No decisive blows were struck on day one’s opening leg but it was the VW trio of Ogier, Latvala and Mikkelsen who headed a bunched field by Friday evening. The top five cars were separated by under 8secs as night fell, with Kris Meeke and Mikko Hirvonen the men keeping pace with the Polo’s in fourth and fifth respectively. In fact, Meeke had led after two excellent stage wins in the morning and held on until the penultimate stage when he was caught by Latvala, only for Ogier to then leapfrog them both on the final test. Mads Østberg’s poor form in the DS3 continued as he sat seventh after day one, whilst behind him Fiesta pilots Robert Kubica and Elfyn Evans both made early errors that cost them vital seconds on the road. Rally Germany winner Thierry Neuville’s hopes of recording back to back wins were also dashed early on when his Hyundai i20 suffered broken rear suspension, costing 2mins and dropping him down to tenth.

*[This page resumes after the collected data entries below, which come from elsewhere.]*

PR #770, opened 2020-01-14
identify: emit events; filter out loopback addresses

raulk:
_**Merge strategy: squash and merge.**_

With this PR, go-libp2p:

1. starts emitting identification complete/failed events when identify runs on a peer.
2. filters loopback addresses from identify.

I'm not 100% sold on the latter change, and I'm seeking validation/input. See original discussion on #657; I only merged that patch to stabilize, but now that it's percolating up to master, it's worthy of reconsideration.

### DIFF
--- a/p2p/protocol/identify/id.go
+++ b/p2p/protocol/identify/id.go
@@ -23,6 +23,7 @@ import (
 	logging "github.com/ipfs/go-log"
 
 	ma "github.com/multiformats/go-multiaddr"
+	manet "github.com/multiformats/go-multiaddr-net"
 	msmux "github.com/multiformats/go-multistream"
 )
 
@@ -85,7 +86,9 @@ type IDService struct {
 
 	subscription event.Subscription
 	emitters     struct {
-		evtPeerProtocolsUpdated event.Emitter
+		evtPeerProtocolsUpdated        event.Emitter
+		evtPeerIdentificationCompleted event.Emitter
+		evtPeerIdentificationFailed    event.Emitter
 	}
 }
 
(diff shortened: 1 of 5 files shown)


p2p/protocol/identify/id.go
```diff
@@ -193,7 +216,7 @@ func (ids *IDService) IdentifyConn(c network.Conn) {
 	s.SetProtocol(ID)
 
 	// ok give the response to our handler.
-	if err := msmux.SelectProtoOrFail(ID, s); err != nil {
+	if err = msmux.SelectProtoOrFail(ID, s); err != nil {
```
Stebalien: hm. I'm usually a `if err :=` or break it into two lines kind of guy. Side-effects from an if statement make me unhappy.

p2p/protocol/identify/id.go
```diff
@@ -310,9 +333,14 @@ func (ids *IDService) populateMessage(mes *pb.Identify, c network.Conn) {
...
-	for i, addr := range laddrs {
-		mes.ListenAddrs[i] = addr.Bytes()
+	// Note: LocalMultiaddr is sometimes 0.0.0.0
+	viaLoopback := manet.IsIPLoopback(c.LocalMultiaddr()) || manet.IsIPLoopback(c.RemoteMultiaddr())
+	mes.ListenAddrs = make([][]byte, 0, len(laddrs))
+	for _, addr := range laddrs {
+		if !viaLoopback && manet.IsIPLoopback(addr) {
+			continue
+		}
+		mes.ListenAddrs = append(mes.ListenAddrs, addr.Bytes())
```
Stebalien: This is probably for the best. We need a better localhost discovery mechanism, if any.

Stebalien:
Squashed.

@raulk I'm going to merge this so we can start moving off stabilize. I've filed https://github.com/libp2p/go-libp2p/issues/799 about reconsidering the localhost filtering (I assume that signed peer routing records may also affect this).

PR #774, opened 2020-01-22
BasicHost changes for introspection

aarshkshah1992:
For https://github.com/libp2p/go-libp2p/issues/775

Allows the BasicHost to be "introspectable".


p2p/host/basic/basic_host.go
```diff
@@ -191,12 +194,54 @@ func NewHost(ctx context.Context, net network.Network, opts *HostOpts) (*BasicHo
 		h.pings = ping.NewPingService(h)
 	}
 
+	if h.introspector == nil {
+		h.introspector = introspection.NewDefaultIntrospector()
+	}
```
aarshkshah1992: This duplicates the code in config.NewNode() [here](https://github.com/libp2p/go-libp2p/blob/b5a2ce94353a163de8f20b8e58767f711c722af3/config/config.go#L124)

We can safely assume here that an introspector exists. However, do we want to allow users to be able to disable introspection ? That decision will affect this code flow.

p2p/host/basic/basic_host.go
```diff
@@ -191,12 +194,54 @@ func NewHost(ctx context.Context, net network.Network, opts *HostOpts) (*BasicHo
...
 	net.SetStreamHandler(h.newStreamHandler)
 
+	// register runtime provider
+	if err := h.introspector.RegisterProviders(&coreit.ProvidersTree{Runtime: h.runtimeDataProvider()}); err != nil {
+		log.Errorf("failed to register a runtime provider, err=%s", err)
+	}
+
+	// start introspection server
+	// TODO What happens if address is not configured or not available  ?
+	// TODO How do we configure a "default address"
```
aarshkshah1992: We need to cleanly manage the address on which the introspection server will run. It will need some thought.

p2p/host/basic/basic_host.go
```diff
@@ -191,12 +194,54 @@ func NewHost(ctx context.Context, net network.Network, opts *HostOpts) (*BasicHo
...
+		}
+
+		return h.Network().Close()
+	})
+
 	return h, nil
 }
 
+func (h *BasicHost) runtimeDataProvider() *coreit.RuntimeProviders {
+	// TODO What is the version here ?
```
aarshkshah1992: What does version mean ?

p2p/host/basic/basic_host.go
```diff
@@ -783,6 +828,13 @@ func (h *BasicHost) AllAddrs() []ma.Multiaddr {
 	return dedupAddrs(finalAddrs)
 }
 
+// TODO Do this for routed & relay hosts as well
```
aarshkshah1992: Need to give this a thought.

p2p/host/basic/basic_host.go
```diff
@@ -89,6 +93,9 @@ type BasicHost struct {
 	emitters  struct {
 		evtLocalProtocolsUpdated event.Emitter
 	}
+
+	// introspector is the host introspector used to register subsystem metric providers & fetch the current system state when asked
```
aarshkshah1992: This comment can be removed.

aarshkshah1992:
### **TODO**
- [ ] Release go-libp2p-core & configure the version here
- [ ] Address the TODOs in code

config/config.go
```diff
@@ -77,6 +79,9 @@ type Config struct {
 
 	EnableAutoRelay bool
 	StaticRelays    []peer.AddrInfo
+
+	Introspector            coreit.Introspector
+	IntrospectionServerAddr string
```
raulk: I don't think we should allow the user to pass in an address. For UX, I would recommend the following:

* We add an `ListenAddress() string` method to the `Introspector` interface, so we can query it later.
* The `Introspector` _implementation_ has a `DefaultAddress`, and may use fallback logic if the default listen address is taken. For example, the default address could be: `ws://localhost:8096`, and if the port is occupied, we can fall back to trying 8096 + [1,100], trying one by one until we find an available port, or fail entirely. See https://github.com/libp2p/go-libp2p-daemon/blob/b95e77dbfcd186ccf817f51e95f73f9fd5982600/p2pd/main.go#L30-L60 for an example of this logic.
* We expose the final listen address via the `ListenAddress() string` method.
* Pushing this concern to the implementation is better, because alternate implementations may use different protocols (e.g. Unix sockets) and heuristics.

For a user that wants to set a concrete address, they would construct the concrete implementation via its constructor (which would take a configuration object, that includes the listen addr), and inject that via the `Introspector` option.

config/config.go
```diff
@@ -7,13 +7,15 @@ import (
 	"github.com/libp2p/go-libp2p-core/connmgr"
 	"github.com/libp2p/go-libp2p-core/crypto"
 	"github.com/libp2p/go-libp2p-core/host"
+	coreit "github.com/libp2p/go-libp2p-core/introspection"
```
raulk: Let's shorten this package name to `introspect`. And you can remove the `coreit` alias.

options.go
```diff
@@ -5,6 +5,7 @@ package libp2p
 
 import (
 	"fmt"
+	coreit "github.com/libp2p/go-libp2p-core/introspection"
```
raulk: Import grouping.

p2p/host/basic/basic_host.go
```diff
@@ -783,6 +828,13 @@ func (h *BasicHost) AllAddrs() []ma.Multiaddr {
 	return dedupAddrs(finalAddrs)
 }
 
+// TODO Do this for routed & relay hosts as well
+// RegisterProvider allows the host to be an IntrospectorRegistry. Please look at the docs for the IntrospectorRegistry
+// interface in go-libp2p-core for more details.
+func (h *BasicHost) RegisterProviders(p *coreit.ProvidersTree) error {
```
raulk: I wouldn't add this on the `BasicHost` directly, it muddies the namespace and the term "Provider" is not contextualised. Let's add another layer of indirection in between.

```go
package host

type IntrospectableHost interface {
    Introspector() inspect.Introspector
}
```

Then a consumer can do:

```go
if ins, ok := h.(host.IntrospectableHost); ok {
    ins.Introspector().FetchCurrentState()
}
```

aarshkshah1992: I see what you mean. In this case, we can remove the `IntrospectorRegistry` interface defined [here](https://github.com/libp2p/go-libp2p-core/blob/d0dd06b3894f427b8438ea21c73bd724220d565b/introspect/introspect.go#L7) as modules don't need to check if a host is a `Registry` or not anymore. They can simply check if it has an `Introspector`.

This would have the side effect of exposing the `FetchCurrentState` to modules whose primary job is to register providers but I think we can live with that.

config/config.go
aarshkshah1992: Done

p2p/host/basic/basic_host.go
aarshkshah1992: Done

options.go
aarshkshah1992: Done

config/config.go
aarshkshah1992: @raulk 

I am not sure I agree. Why shouldn't we allow to user to pass in a server address while creating a libp2p node ?

The address is a property of the introspection WS server which is owned by the Host. 

The `Introspector` is only  responsible for proving a registry for sub-systems & resolving the state when it is asked to. It is not/shouldn't be responsible for serving that state over the wire & hence dosen't need to be bothered with finding a free port which is anyways not a trivial operation & muddles the construction logic of the `Introspector`.

raulk: I think I was unclear. We should _totally_ allow passing in a listen address, but not as a dedicated host option. For two reasons:

1. Creating such granular field-level options muddies the namespace.
2. Listen addresses, along with all potential customisations of the introspection endpoint, are implementation-dependent.

Users wanting to customise the listen addr of an introspection server, should be able to do that through the endpoint's constructor:

```go
ep, err := introspection.Endpoint(&introspection.EndpointOpts{
    ListenAddress: "...",
}
h, err := host.New(host.Introspector(ep))
```

introspect_test.go
```diff
@@ -0,0 +1,190 @@
...
+	"time"
+)
+
+func TestIntrospector(t *testing.T) {
+	msg1 := []byte("1")
+	msg2 := []byte("12")
+	msg3 := []byte("111")
+	msg4 := []byte("0000")
+
+	iaddr := "0.0.0.0:9999"
```
raulk: Tests should not listen on 0.0.0.0 (that's insecure) nor on a fixed port (it might be occupied). Instead, we should listen on 127.0.0.1:0, and allow the listener to allocate a port. `ListenAddrs()` should then return the _actual_ addresses, not the user-supplied ones.

introspect_test.go
```diff
@@ -0,0 +1,190 @@
...
+	})
+	s1, err := h1.NewStream(ctx, h3.ID(), p1)
+	require.NoError(t, err)
+	wg.Add(1)
+	_, err = s1.Write(msg1)
+	require.NoError(t, err)
+	bz1 := make([]byte, len(msg2))
+	wg.Wait()
+	_, err = s1.Read(bz1)
+	require.NoError(t, err)
```
raulk: You can do `require := require.New(t)` at the top, and omit the first `t` parameter from all assertions.

introspect_test.go
```diff
@@ -0,0 +1,190 @@
...
+
+	// host2 -> OPENS Stream 2 -> host1 , writes a message & reads the response
+	p2 := protocol.ID("h2h1")
+	h1.SetStreamHandler(p2, func(s network.Stream) {
+		bz := make([]byte, len(msg3))
```
raulk: Let's use `buf`. It shadows previous usages, and it's idiomatic.

introspect_test.go
```diff
@@ -0,0 +1,190 @@
...
+		wg.Done()
+	})
+
+	s2, err := h2.NewStream(ctx, h1.ID(), p2)
+	require.NoError(t, err)
+	wg.Add(1)
+	_, err = s2.Write(msg3)
+	require.NoError(t, err)
+	bz2 := make([]byte, len(msg4))
+	wg.Wait()
```
raulk: No need for waitgroups. This code is racy, and we can use `io.ReadFull` instead.

introspect_test.go
```diff
@@ -0,0 +1,190 @@
...
+	_, err = s2.Read(bz2)
+	require.NoError(t, err)
+
+	// call introspection server & fetch state
+	u := url.URL{Scheme: "ws", Host: iaddr, Path: "/introspect"}
+
+	// wait till connection is established
+	i := 0
+	var connection *websocket.Conn
+	for {
```
raulk: I think this loop declaration can be made more elegant, by moving the init, test, increment up here.

raulk: Or you can use https://godoc.org/github.com/stretchr/testify/require#Assertions.Eventually.

aarshkshah1992:
@raulk  Thanks for the review. I can make the changes myself if you like. Let me know  & I'll fix the PR.

PR #787, opened 2020-02-05
chore(ci): fix a flaky test

Stebalien:
CI is slow so we should increase our tolerance. This is just a test for our _mock_ network anyways.


Stebalien:
I've tried changing tolerances but this still fails in CI and works locally.

PR #1221, opened 2021-10-06
don't call HandlePeerFound in a go routine, when finding a peer via mDNS

marten-seemann:
If we start a go routine, we must control its shutdown. Here we don't. Shutting down the mDNS service doesn't cancel or even wait for completion of these go routines.

There are two ways to fix this:
1. cancel and wait for these go routines
2. make this the responsibility of the caller

Option 2 seems the more desirable, since there are cases where you don't do anything blocking / computationally expensive when finding a new peer, so there wouldn't be a need to start a go routine in the first place.

### DIFF
--- a/examples/chat-with-mdns/main.go
+++ b/examples/chat-with-mdns/main.go
@@ -124,16 +124,16 @@ func main() {
 
 	// open a stream, this stream will be handled by handleStream other end
 	stream, err := host.NewStream(ctx, peer.ID, protocol.ID(cfg.ProtocolID))
-
 	if err != nil {
 		fmt.Println("Stream open failed", err)
-	} else {
-		rw := bufio.NewReadWriter(bufio.NewReader(stream), bufio.NewWriter(stream))
-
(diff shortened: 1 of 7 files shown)


aschmahmann:
closed as no longer needed

master255:
It's programming. There's logic and no concept of trust. This is a library and it is logical that it should not decide for the application developer whether to create a new thread. The library should give the application programmer a choice, not make that choice for him.
Especially since it creates a whole thread.
I, as an application programmer, am scared off by such bugs in the library.

master255:
@Stebalien I'm still scared

marten-seemann:
> @Stebalien I'm still scared

We've told you this before @master255, please pay attention to the way you communicate:
1. It's bad practice to comment on PRs that were closed years ago.
2. It's totally inappropriate to ping Steven again after just a single day.
3. Your message doesn't add any value whatsoever. "I'm still scared" is just pure spam.

PR #1231, opened 2021-10-25
remove peers from the peer store when they disconnect

marten-seemann:
Depends on #1230 and https://github.com/libp2p/go-libp2p-peerstore/pull/174.

Any idea how to test this?


marten-seemann:
Resolved by #1258.

PR #1237, opened 2021-11-11
feat: plumb through peerstore context changes

guseggert:


config/config.go
```diff
@@ -297,9 +297,13 @@ func (cfg *Config) NewNode() (host.Host, error) {
 			ConnectionGater:    cfg.ConnectionGater,
 			Reporter:           cfg.Reporter,
 			PeerKey:            autonatPrivKey,
+		}
 
-			Peerstore: pstoremem.NewPeerstore(),
+		ps, err := pstoremem.NewPeerstore()
```
marten-seemann, line 302: Nit: construct it before the initialization of `autoNatCfg`, as we do for `autonatPrivKey`.

p2p/net/conngater/conngater.go
```diff
@@ -51,7 +52,7 @@ func NewBasicConnectionGater(ds datastore.Datastore) (*BasicConnectionGater, err
 
 	if ds != nil {
 		cg.ds = namespace.Wrap(ds, datastore.NewKey(ns))
-		err := cg.loadRules()
+		err := cg.loadRules(context.TODO())
```
marten-seemann, line 55: I don't think we'll ever put a real context here, so maybe `context.Background()` is more appropriate?

p2p/net/conngater/conngater.go
```diff
@@ -124,7 +125,7 @@ func (cg *BasicConnectionGater) loadRules() error {
 // Note: active connections to the peer are not automatically closed.
 func (cg *BasicConnectionGater) BlockPeer(p peer.ID) error {
 	if cg.ds != nil {
-		err := cg.ds.Put(datastore.NewKey(keyPeer+p.String()), []byte(p))
+		err := cg.ds.Put(context.TODO(), datastore.NewKey(keyPeer+p.String()), []byte(p))
```
marten-seemann, line 128: Same here, and below.

marten-seemann (approved):

PR #1241, opened 2021-11-21
make the Type field required in the HolePunch protobuf

marten-seemann:
See https://github.com/libp2p/specs/pull/375.


vyzo (approved):
shouldnt we regen the pb?

vyzo (approved):
ah omitted in display, nm

mxinden (approved):

PR #1244, opened 2021-11-23
allow the ping protocol on transient connections

marten-seemann:


lidel (approved):
Thanks, this should allow us to ping peers over `/p2p-circuit/` addrs.

PR #1252, opened 2021-12-03
remove check for consistent transports in identify

marten-seemann:
When using autorelay, we set an `AddrFactory` and overwrite the host's addresses. Until we receive a relay reservation, that address set will be empty, making us discard all addresses received via identify.
Furthermore, the relay might be reachable via transports that we don't speak.

### DIFF
--- a/p2p/protocol/identify/id.go
+++ b/p2p/protocol/identify/id.go
@@ -716,35 +716,6 @@ func (ids *idService) consumeReceivedPubKey(c network.Conn, kb []byte) {
 	log.Errorf("%s local key and received key for %s do not match, but match peer.ID", lp, rp)
 }
 
-// HasConsistentTransport returns true if the address 'a' shares a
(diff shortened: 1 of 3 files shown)


vyzo (approved):
what about the check of self listening addrs, do we still have/want that?

Other than that looks good.

marten-seemann:
> what about the check of self listening addrs, do we still have/want that?

I'm not sure. The check we have (on the lines just before the ones this PR removes) is checking that the `LocalMultiaddr()` of the `conn` is one of the addresses we're listening on. I don't really understand under which circumstances this check would fail.

It might make sense though to match the address against the union of the self listening addrs and the advertised addrs. I implemented this in #1255.

Ultimately, I want to get rid of this check though, accept _any_ address in identify, and test all received addresses using AutoNAT v2. That would allow us to remove these quite complicated assumptions we now have all over our code base.

PR #1257, opened 2021-12-08
use a basichost, not a blankhost when constructing autonat

marten-seemann:
Is this safe to do? Our default in `NewHost` are such that we don't construct any services unless a config option is set for those, so there shouldn't be a big difference between a `BasicHost` and a `BlankHost`.

Note that this PR is not sufficient to kill the blankhost. We still use it in tests, and refactoring those will take some more effort (import loops...).

### DIFF
--- a/config/config.go
+++ b/config/config.go
@@ -311,7 +311,7 @@ func (cfg *Config) NewNode() (host.Host, error) {
 			h.Close()
 			return nil, err
 		}
-		dialerHost, err := bhost.NewHost(dialerSwarm, nil)
+		dialerHost, err := bhost.NewHost(dialerSwarm, &bhost.HostOpts{DisableIdentify: true})
 		if err != nil {
 			h.Close()
 			return nil, err
--- a/config/config.go
+++ b/config/config.go
@@ -25,7 +25,6 @@ import (
 	"github.com/libp2p/go-libp2p/p2p/protocol/holepunch"
 
 	autonat "github.com/libp2p/go-libp2p-autonat"
-	blankhost "github.com/libp2p/go-libp2p-blankhost"
 	discovery "github.com/libp2p/go-libp2p-discovery"
 	swarm "github.com/libp2p/go-libp2p-swarm"
 	tptu "github.com/libp2p/go-libp2p-transport-upgrader"
@@ -307,12 +306,16 @@ func (cfg *Config) NewNode() (host.Host, error) {
 			Peerstore:          ps,
 		}
 
-		dialer, err := autoNatCfg.makeSwarm()
+		dialerSwarm, err := autoNatCfg.makeSwarm()
 		if err != nil {
 			h.Close()
 			return nil, err
 		}
-		dialerHost := blankhost.NewBlankHost(dialer)
+		dialerHost, err := bhost.NewHost(dialerSwarm, nil)
+		if err != nil {
+			h.Close()
+			return nil, err
+		}
 		if err := autoNatCfg.addTransports(dialerHost); err != nil {
 			dialerHost.Close()
 			h.Close()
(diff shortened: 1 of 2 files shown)


config/config.go
```diff
@@ -307,12 +306,16 @@ func (cfg *Config) NewNode() (host.Host, error) {
 			Peerstore:          ps,
 		}
 
-		dialer, err := autoNatCfg.makeSwarm()
+		dialerSwarm, err := autoNatCfg.makeSwarm()
+		if err != nil {
+			h.Close()
+			return nil, err
+		}
+		dialerHost, err := bhost.NewHost(dialerSwarm, nil)
```
vyzo, line 314: are we sure there is nothing listening? We need identify only and nothing else.

Also, whats this nil we are passing?

marten-seemann: Identify is always added: https://github.com/libp2p/go-libp2p/blob/0f76f17417428a9c1ead92f199264c88c0b031f7/p2p/host/basic/basic_host.go#L223-L227

The `nil` is a `HostOpts`: https://github.com/libp2p/go-libp2p/blob/0f76f17417428a9c1ead92f199264c88c0b031f7/p2p/host/basic/basic_host.go#L113-L155.

vyzo: can we also neuter the peerstore?

vyzo: we should pass a noop one, which we may have to shim.

marten-seemann: What do you mean by "neuter"? We need _some kind of_ peerstore, as autonat is first adding the peer info, and then connecting (since the swarm doesn't allow us to dial an address directly).

vyzo: ah yes, indeed.

Can we make a variant with minimal overhead that just immediately removes _everything_ when the peer is disconnected? 
We dont need a peer manager and we dont care about caching addrs.

marten-seemann: Maybe that should be part of autonat? The peerstore exposes a `RemovePeer` method, so we could call that one.

vyzo: that might be the right thing to do, esp if we move the pstoremgr responsibility to the host.

Only concern is we keep addrs for some 10min, as recently connected.

Stebalien:
What's the motivation? We intentionally use a blank host for better performance. Do we _need_ identify?

marten-seemann:
> What's the motivation? We intentionally use a blank host for better performance.

The motivation is that there shouldn't be a (notable) difference between a blank host and a basic host constructed without any options. For example, we recently had to add support the peer connectedness event to the blank host: https://github.com/libp2p/go-libp2p-blankhost/pull/58, and stuff like this will be coming up and might break us in subtle ways.
That way, we'll be able to move the peerstore manager to the host, which after discussion in that repo (see https://github.com/libp2p/go-libp2p-peerstore/pull/188) is the current plan.

Mid-term, I hope to deprecate the blankhost repo altogether.

> Do we need identify?

Good point. We don't. The blankhost doesn't have identify. I've add a `DisableIdentify` option that we can pass to the basic host.

Stebalien:
As long as the basic host does literally nothing, I guess that's fine. I'd consider introducing a new _base_ constructor.

I guess my main concerns are:

1. Will we randomly panic if some service we expect isn't there?
2. We should probably avoid calling `updateLocalIpAddr` (or move this into some singleton service). Getting routing information isn't cheap.

Note: I think the real problem here is that the host is to "fat". Ideally, we'd have a `FullHost` wrapping a `BaseHost` where the `BaseHost` managed base events, and the `FullHost` had all the services. But we don't have to do that now.

marten-seemann:
> 1. Will we randomly panic if some service we expect isn't there?

I think we will, and there seems no good way to disentangle this, other than splitting the basic host into a base and full host, as you suggest.

PR #1259, opened 2021-12-10
split a blank host out of the basic host

### LINKED ISSUE #1247: remove go-libp2p-blankhost
This should be a configuration profile for go-libp2p, maximally a `libp2p.NewMinimalHost` or `libp2p.New(libp2p.MinimalHostOpts...)`. We could avoid code duplication and make sure that go-libp2p supports a wide range of configurations.

We currently use the blankhost for AutoNAT, and probably in a bunch of tests.

marten-seemann:
Fixes #1247.

As suggested by @Stebalien in https://github.com/libp2p/go-libp2p/pull/1257#issuecomment-990616783.

We probably need to work on naming here. Should we rename the `basic` package to `full`?

### DIFF
--- a/config/config.go
+++ b/config/config.go
@@ -5,6 +5,15 @@ import (
 	"fmt"
 	"time"
 
+	"github.com/libp2p/go-libp2p/p2p/host/autonat"
+	"github.com/libp2p/go-libp2p/p2p/host/autorelay"
+	bhost "github.com/libp2p/go-libp2p/p2p/host/basic"
+	"github.com/libp2p/go-libp2p/p2p/host/blank"
+	routed "github.com/libp2p/go-libp2p/p2p/host/routed"
+	circuitv2 "github.com/libp2p/go-libp2p/p2p/protocol/circuitv2/client"
+	relayv2 "github.com/libp2p/go-libp2p/p2p/protocol/circuitv2/relay"
+	"github.com/libp2p/go-libp2p/p2p/protocol/holepunch"
+
 	"github.com/libp2p/go-libp2p-core/connmgr"
 	"github.com/libp2p/go-libp2p-core/crypto"
 	"github.com/libp2p/go-libp2p-core/host"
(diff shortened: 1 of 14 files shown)


vyzo (commented):
lets punt on this for now.

marten-seemann:
> lets punt on this for now

go-libp2p v0.17.0 is out now.

I'd really like to get this into v0.18.0. Not having duplicated code for our hosts is a prerequisite for further refactors.

vyzo:
yeah, lets do it; base -vs- basic is confusing. Lets also have a blank profile to replace the blankhost.

vyzo:
or is that not useful?

vyzo (commented):
looking good, lets introduce the `FullHost` name.

vyzo:
I believ we want identify in the base host, the autonat dialer wont work without it.

p2p/host/base/base_host.go
```diff
@@ -0,0 +1,255 @@
...
+	go handle(protoID, s)
+}
+
+func (h *BaseHost) NewStream(ctx context.Context, p peer.ID, protos ...protocol.ID) (network.Stream, error) {
+	s, err := h.Network().NewStream(ctx, p)
+	if err != nil {
+		return nil, err
+	}
+
+	selected, err := msmux.SelectOneOf(protocol.ConvertToStrings(protos), s)
```
Stebalien, line 206: This won't obey the context unless we play the goroutine game (same as in BasicHost.NewStream).

p2p/host/base/base_host.go
```diff
@@ -0,0 +1,255 @@
...
+	n.SetStreamHandler(h.newStreamHandler)
+	return h, nil
+}
+
+func (h *BaseHost) initSignedRecord() error {
+	cab, ok := peerstore.GetCertifiedAddrBook(h.network.Peerstore())
+	if !ok {
+		return errors.New("peerstore does not support signed records")
+	}
+	rec := peer.PeerRecordFromAddrInfo(peer.AddrInfo{ID: h.ID(), Addrs: h.Addrs()})
```
Stebalien, line 109: What happens if we _don't_ do this? I'm asking because:

1. We're going to clobber it in the Basic/Full host.
2. The addresses are going to be wrong here.

Stebalien (approved):
This actually seems pretty clean.

Although, now that i see it... it would be really nice if we just had a truly pluggable host.

Stebalien:
> I believe we want identify in the base host, the autonat dialer wont work without it.

What does it use identify for?

vyzo:
actually maybe you are right, it doesnt really care.

marten-seemann:
Right, the blankhost used by autonat today doesn't have identify.

p2p/host/base/base_host.go
marten-seemann: Fixed.

p2p/host/base/base_host.go
marten-seemann: @Stebalien Can you elaborate? It would be nice if the base host supported signed records, wouldn't it?

The addresses are only going to wrong if an address factory is used.
Also, in the full host we generate a new record for ourselves, so we'll overwrite the one that the base host generated.

BigLep:
2022-08-26 conversation: this turned out to be more than we expected.  Core maintainers will take this on sometime in the future.

MarcoPolo:
Turns out it was a lot more work than expected. But it seems like we may be circling back on this soon. This PR though is really outdated.

PR #1274, opened 2021-12-21
Fix typo in options.go

mudler:
Fixes a typo while I was looking over docs  :+1:

### DIFF
--- a/options.go
+++ b/options.go
@@ -233,7 +233,7 @@ func DisableRelay() Option {
 }
 
 // EnableRelayService configures libp2p to run a circuit v2 relay,
-// if we dected that we're publicly reachable.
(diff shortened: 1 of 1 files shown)


options.go
```diff
@@ -233,7 +233,7 @@ func DisableRelay() Option {
 }
 
 // EnableRelayService configures libp2p to run a circuit v2 relay,
-// if we dected that we're publicly reachable.
+// if we detected that we're publicly reachable.
```
marten-seemann, line 236:
```suggestion
// if we detect that we're publicly reachable.
```

marten-seemann (changes requested):

marten-seemann (approved):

Rally Australia’s most pivotal action was played on day two, when Ogier snatched a vital advantage over his teammate and closest challenger Latvala. It was the Finn’s Polo R that set the early pace and the 29 year-old quickly eroded away the world champion’s lead with fastest times on the two morning stages. This left him with a 4.1sec cushion of his own; however the forecast for afternoon showers scuppered his attempts to maintain that gap. Going with the weather predictions, Latvala kitted out his Polo R with two soft tyres in anticipation of wet conditions. But the rains never came. Ogier, gambling with just one soft tyre, was able to push harder on the dry roads and took a decisive 13.4secs out of Latvala on the mammoth stage 11. This was enough to propel him in to an 11.8sec overnight lead that he wouldn’t relinquish.
There was more drama further back in the battle for third, which had switched hands four times between Meeke and Mikkelsen during the day. By the evening the gap stood at just 1.5secs in favour of the Norwegian, however the Citroën man was retrospectively handed a 1 minute time penalty for illegally cutting a corner in the darkness of Saturday’s super special night stage. This blow not only left Meeke well adrift of Mikkelsen but also dropped him to fifth below M-Sport’s Mikko Hirvonen who had himself struggled the tackle the dry roads on a full set of soft tyres. Østberg and Neuville climbed to sixth and eight respectively but the day went less than smoothly for Kubica who bizarrely lost over a minute when he became distracted by a cockpit warning light and crashed his Fiesta RS on the approach to a crest.
Latvala still maintained slim hopes of catching his teammate on the final day and did indeed regain some ground with a string of rapid times on Sunday. However, Ogier remained unruffled and expertly managed his lead to take his second consecutive WRC victory down under. Latvala and an untroubled Mikkelsen followed him home in triumphant style for Volkswagen whilst Meeke managed to regain fourth place from Hirvonen, beating the Finn by 9.6secs. They were followed by the Hyundai pair of Hayden Paddon and Thierry Neuville in sixth and seventh but Meeke’s teammate Østberg suffered a frustrating end to another frustrating rally. He had to stop to repair a broken rear suspension arm on stage 19 and finally limped over the finish line ten minutes later in a disappointing sixteenth position.
The emotions in the VW camp could hardly be more contrasting to those of the unfortunate Norwegian. The very fact that this is the earliest WRC championship win in 25 years perfectly sums up the team’s iron grip on the series right now. Virtually impossible to beat at an individual rally and nigh on unstoppable over a whole season, there may have never been a more dominant WRC force in terms of overall package than this this one. With even his closest pursuer Latvala now fading a full 50 points in to the distance, Sébastien Ogier looks all set to secure his second consecutive drivers’ crown at his home rally in France which begins on 3rd of October.